=== Begin Enclosure ===
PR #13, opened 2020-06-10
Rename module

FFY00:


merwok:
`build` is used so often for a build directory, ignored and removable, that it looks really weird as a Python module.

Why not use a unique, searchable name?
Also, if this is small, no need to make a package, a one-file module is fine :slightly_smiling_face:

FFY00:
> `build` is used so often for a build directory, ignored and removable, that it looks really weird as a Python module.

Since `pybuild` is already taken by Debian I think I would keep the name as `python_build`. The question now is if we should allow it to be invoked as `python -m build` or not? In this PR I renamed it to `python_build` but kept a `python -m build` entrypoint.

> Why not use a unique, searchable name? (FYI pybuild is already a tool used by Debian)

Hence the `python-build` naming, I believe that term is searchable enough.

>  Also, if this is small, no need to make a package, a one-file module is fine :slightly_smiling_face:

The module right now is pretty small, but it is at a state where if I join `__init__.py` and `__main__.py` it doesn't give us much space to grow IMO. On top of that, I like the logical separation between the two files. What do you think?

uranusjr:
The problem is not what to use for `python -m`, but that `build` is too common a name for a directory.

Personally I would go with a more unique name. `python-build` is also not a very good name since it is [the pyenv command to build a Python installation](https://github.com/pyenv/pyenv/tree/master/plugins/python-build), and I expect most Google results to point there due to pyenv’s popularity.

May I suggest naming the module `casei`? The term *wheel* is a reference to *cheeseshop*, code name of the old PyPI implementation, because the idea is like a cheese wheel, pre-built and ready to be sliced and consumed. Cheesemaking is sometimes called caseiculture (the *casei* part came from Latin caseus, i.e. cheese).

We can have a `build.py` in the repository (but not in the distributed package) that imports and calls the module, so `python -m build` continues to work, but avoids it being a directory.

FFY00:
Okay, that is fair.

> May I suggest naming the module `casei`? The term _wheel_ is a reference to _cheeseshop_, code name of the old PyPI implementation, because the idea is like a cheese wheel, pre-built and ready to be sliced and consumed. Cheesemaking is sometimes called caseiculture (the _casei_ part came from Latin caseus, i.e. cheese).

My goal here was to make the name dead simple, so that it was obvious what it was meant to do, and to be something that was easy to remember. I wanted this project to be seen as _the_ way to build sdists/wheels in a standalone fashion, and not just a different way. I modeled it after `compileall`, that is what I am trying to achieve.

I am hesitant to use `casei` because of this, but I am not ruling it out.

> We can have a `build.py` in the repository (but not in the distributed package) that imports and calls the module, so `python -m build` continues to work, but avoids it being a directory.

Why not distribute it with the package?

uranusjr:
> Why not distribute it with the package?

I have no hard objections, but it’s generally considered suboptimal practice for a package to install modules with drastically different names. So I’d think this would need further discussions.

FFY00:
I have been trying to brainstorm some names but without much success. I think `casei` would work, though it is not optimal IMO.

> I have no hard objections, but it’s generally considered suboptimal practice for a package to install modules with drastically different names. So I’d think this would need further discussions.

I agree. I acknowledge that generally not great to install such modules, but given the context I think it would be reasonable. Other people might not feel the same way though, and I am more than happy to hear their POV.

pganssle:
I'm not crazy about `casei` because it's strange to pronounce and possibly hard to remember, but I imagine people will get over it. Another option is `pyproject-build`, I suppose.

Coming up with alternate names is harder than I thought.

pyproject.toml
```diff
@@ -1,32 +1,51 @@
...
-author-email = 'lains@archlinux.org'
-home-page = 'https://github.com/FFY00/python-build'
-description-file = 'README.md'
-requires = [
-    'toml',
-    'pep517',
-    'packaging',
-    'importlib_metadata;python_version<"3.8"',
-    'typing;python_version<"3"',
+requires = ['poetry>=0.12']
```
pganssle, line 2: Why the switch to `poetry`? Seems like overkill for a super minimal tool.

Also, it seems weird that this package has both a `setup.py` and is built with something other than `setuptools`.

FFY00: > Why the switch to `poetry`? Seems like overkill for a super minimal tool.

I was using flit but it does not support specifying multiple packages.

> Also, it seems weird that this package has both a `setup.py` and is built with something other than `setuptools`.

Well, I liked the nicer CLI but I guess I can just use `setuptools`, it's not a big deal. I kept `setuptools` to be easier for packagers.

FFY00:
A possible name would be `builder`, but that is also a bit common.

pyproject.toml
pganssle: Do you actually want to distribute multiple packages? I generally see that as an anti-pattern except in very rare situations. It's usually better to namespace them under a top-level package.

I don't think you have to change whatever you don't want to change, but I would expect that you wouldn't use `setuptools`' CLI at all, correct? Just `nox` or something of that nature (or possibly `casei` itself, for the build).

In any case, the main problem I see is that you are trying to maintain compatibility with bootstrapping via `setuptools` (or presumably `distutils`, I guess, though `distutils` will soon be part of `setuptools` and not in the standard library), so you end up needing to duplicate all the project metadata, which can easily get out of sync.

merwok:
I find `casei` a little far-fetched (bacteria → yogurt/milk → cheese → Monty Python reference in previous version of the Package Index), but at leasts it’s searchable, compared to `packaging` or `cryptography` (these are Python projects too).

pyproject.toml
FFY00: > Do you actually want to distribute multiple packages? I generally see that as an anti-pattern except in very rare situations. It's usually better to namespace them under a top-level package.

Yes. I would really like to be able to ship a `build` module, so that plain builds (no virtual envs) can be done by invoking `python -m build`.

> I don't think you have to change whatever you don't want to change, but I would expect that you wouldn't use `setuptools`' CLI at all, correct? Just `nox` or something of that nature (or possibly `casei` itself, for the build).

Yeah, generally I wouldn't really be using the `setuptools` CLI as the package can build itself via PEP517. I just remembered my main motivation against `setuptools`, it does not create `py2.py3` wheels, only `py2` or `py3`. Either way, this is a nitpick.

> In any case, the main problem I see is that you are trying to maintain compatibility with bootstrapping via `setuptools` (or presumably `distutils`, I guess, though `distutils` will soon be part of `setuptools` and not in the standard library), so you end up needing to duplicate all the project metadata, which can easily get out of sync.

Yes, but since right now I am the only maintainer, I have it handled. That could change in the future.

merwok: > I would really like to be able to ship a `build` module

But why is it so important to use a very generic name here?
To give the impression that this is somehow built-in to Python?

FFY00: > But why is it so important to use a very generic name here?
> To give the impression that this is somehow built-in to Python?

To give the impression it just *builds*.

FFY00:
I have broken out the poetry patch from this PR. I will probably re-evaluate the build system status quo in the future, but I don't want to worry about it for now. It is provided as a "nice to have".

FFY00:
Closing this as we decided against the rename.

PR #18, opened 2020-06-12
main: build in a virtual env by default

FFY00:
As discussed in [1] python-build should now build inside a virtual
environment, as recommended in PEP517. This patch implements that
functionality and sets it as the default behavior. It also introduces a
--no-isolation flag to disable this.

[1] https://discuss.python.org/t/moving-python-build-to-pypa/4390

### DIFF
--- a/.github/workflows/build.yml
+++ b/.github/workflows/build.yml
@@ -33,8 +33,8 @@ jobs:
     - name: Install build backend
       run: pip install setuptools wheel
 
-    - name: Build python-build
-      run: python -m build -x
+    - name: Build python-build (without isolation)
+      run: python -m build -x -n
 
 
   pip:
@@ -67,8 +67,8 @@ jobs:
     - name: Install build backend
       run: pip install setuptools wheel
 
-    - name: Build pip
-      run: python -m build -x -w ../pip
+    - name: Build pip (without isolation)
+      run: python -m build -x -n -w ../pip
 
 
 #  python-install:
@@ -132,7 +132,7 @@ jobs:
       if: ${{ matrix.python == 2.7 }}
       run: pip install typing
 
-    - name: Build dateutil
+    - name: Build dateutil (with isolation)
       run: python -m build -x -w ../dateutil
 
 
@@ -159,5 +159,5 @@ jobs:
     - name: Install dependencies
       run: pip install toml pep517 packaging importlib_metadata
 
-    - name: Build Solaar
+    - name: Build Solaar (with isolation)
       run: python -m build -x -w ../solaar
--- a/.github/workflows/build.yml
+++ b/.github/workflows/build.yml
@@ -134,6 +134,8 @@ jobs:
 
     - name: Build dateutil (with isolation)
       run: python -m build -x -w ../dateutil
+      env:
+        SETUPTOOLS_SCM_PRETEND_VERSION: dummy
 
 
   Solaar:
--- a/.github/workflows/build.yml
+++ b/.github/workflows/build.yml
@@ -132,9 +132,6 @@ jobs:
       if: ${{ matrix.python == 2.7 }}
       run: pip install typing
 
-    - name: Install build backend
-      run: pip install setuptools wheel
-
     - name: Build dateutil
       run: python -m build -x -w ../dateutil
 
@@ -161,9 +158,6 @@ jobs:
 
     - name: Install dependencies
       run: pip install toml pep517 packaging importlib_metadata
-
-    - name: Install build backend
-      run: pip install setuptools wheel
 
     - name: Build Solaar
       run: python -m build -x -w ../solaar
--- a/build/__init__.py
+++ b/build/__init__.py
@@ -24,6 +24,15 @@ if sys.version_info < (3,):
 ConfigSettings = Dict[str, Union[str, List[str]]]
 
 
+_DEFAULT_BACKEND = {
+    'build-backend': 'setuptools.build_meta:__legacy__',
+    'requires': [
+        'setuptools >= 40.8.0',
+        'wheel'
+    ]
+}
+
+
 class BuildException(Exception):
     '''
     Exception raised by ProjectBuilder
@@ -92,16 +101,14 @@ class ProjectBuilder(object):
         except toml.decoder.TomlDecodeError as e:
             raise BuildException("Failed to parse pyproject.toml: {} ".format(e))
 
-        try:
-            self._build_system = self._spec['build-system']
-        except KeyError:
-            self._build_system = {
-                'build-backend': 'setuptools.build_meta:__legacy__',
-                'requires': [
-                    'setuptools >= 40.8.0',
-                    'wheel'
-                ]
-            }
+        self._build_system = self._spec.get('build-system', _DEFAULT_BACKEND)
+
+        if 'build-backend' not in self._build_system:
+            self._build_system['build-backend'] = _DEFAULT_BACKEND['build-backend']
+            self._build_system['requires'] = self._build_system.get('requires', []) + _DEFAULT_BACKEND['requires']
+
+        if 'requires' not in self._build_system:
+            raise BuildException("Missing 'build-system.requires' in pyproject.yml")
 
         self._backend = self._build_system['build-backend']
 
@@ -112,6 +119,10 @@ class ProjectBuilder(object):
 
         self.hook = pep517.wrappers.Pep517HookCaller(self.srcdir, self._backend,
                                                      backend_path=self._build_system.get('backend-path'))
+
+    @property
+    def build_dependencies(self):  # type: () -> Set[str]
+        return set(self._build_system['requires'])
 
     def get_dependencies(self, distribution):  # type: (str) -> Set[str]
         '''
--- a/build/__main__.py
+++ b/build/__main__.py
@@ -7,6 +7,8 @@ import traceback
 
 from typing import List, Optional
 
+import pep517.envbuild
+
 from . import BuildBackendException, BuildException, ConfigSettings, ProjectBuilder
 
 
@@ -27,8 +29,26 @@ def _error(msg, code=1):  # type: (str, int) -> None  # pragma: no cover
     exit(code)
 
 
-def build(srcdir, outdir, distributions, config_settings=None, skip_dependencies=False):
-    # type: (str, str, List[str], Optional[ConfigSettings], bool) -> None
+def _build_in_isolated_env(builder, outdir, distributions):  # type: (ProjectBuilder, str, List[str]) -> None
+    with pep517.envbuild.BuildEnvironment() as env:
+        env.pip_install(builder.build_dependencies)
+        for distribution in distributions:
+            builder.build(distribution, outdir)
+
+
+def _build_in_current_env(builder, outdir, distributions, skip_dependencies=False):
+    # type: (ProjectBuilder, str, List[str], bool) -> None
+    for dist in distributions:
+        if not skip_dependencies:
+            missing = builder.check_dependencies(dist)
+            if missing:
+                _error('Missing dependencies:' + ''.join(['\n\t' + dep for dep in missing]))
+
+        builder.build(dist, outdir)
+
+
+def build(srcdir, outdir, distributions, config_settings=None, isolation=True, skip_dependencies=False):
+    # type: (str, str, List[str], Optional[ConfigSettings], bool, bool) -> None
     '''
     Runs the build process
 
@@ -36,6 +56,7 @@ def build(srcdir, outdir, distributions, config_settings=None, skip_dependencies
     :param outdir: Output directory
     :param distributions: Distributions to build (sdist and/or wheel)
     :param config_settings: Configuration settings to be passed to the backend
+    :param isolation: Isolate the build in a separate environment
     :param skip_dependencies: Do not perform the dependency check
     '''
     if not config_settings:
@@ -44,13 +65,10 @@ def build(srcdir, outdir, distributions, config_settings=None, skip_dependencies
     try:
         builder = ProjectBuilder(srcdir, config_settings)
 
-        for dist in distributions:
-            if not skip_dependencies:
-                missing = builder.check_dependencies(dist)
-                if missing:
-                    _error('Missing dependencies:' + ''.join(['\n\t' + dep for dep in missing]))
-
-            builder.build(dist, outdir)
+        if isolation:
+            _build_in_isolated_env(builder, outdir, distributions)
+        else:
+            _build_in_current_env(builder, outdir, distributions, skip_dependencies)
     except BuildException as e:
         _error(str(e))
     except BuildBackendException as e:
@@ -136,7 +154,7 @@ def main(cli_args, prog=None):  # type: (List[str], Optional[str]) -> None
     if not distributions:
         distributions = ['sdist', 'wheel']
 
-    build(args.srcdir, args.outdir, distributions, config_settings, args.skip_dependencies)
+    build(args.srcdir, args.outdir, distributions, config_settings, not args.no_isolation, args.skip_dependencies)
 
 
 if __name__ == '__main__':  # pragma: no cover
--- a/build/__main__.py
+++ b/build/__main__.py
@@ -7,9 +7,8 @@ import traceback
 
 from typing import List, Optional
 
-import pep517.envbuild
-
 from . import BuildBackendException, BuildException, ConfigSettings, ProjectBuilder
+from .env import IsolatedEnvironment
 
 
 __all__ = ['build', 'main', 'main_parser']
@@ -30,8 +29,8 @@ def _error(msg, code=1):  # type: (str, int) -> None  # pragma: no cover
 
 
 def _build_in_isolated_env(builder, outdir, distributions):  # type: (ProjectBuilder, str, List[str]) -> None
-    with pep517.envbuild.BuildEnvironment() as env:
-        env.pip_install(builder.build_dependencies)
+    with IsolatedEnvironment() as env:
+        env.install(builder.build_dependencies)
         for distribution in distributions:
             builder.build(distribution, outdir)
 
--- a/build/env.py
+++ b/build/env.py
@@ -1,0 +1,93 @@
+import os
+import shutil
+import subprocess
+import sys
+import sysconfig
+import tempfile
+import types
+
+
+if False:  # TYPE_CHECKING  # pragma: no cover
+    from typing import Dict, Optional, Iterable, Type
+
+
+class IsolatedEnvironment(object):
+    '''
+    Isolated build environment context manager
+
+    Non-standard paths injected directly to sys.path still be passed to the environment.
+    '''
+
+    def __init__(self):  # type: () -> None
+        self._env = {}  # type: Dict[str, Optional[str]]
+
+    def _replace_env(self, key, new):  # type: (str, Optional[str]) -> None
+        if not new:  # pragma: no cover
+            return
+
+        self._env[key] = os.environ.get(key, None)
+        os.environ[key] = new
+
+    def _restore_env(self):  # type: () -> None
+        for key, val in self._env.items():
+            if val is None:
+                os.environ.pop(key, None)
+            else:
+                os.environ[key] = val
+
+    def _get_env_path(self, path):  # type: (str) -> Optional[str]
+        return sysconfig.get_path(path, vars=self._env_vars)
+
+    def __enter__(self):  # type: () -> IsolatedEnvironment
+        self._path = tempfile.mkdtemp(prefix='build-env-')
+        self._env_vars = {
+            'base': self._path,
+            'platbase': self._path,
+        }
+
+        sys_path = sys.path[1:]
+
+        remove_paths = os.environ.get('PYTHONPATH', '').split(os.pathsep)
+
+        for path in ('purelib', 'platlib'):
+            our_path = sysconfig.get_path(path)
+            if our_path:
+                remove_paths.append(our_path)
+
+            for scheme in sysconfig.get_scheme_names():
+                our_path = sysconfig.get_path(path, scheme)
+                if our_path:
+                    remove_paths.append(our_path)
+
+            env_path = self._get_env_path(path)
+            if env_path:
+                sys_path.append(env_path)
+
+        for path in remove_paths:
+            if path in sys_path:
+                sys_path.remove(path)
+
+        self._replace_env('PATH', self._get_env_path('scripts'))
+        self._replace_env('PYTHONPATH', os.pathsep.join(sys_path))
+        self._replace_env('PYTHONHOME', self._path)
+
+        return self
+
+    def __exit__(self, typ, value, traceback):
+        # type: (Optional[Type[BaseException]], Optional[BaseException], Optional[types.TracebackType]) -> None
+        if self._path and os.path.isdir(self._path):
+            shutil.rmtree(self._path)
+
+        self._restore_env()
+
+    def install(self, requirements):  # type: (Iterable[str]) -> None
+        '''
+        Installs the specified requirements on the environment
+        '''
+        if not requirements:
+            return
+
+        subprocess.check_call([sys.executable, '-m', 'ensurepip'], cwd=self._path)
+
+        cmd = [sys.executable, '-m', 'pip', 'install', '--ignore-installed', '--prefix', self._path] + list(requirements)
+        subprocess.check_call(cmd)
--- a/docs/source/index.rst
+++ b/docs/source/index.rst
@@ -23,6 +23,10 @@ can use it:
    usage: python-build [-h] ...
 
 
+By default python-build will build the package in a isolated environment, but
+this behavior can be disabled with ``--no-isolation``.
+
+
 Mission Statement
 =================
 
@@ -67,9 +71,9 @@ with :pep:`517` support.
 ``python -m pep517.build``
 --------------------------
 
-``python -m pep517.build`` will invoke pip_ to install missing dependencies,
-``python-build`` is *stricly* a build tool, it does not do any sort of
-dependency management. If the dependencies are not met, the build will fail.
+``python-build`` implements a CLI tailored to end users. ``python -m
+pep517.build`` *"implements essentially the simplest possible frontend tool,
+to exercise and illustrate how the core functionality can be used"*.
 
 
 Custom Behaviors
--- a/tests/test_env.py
=== End Enclosure ===
Go through the material line by line and work out how many lines include the string "possibly". Reply with the number only.

3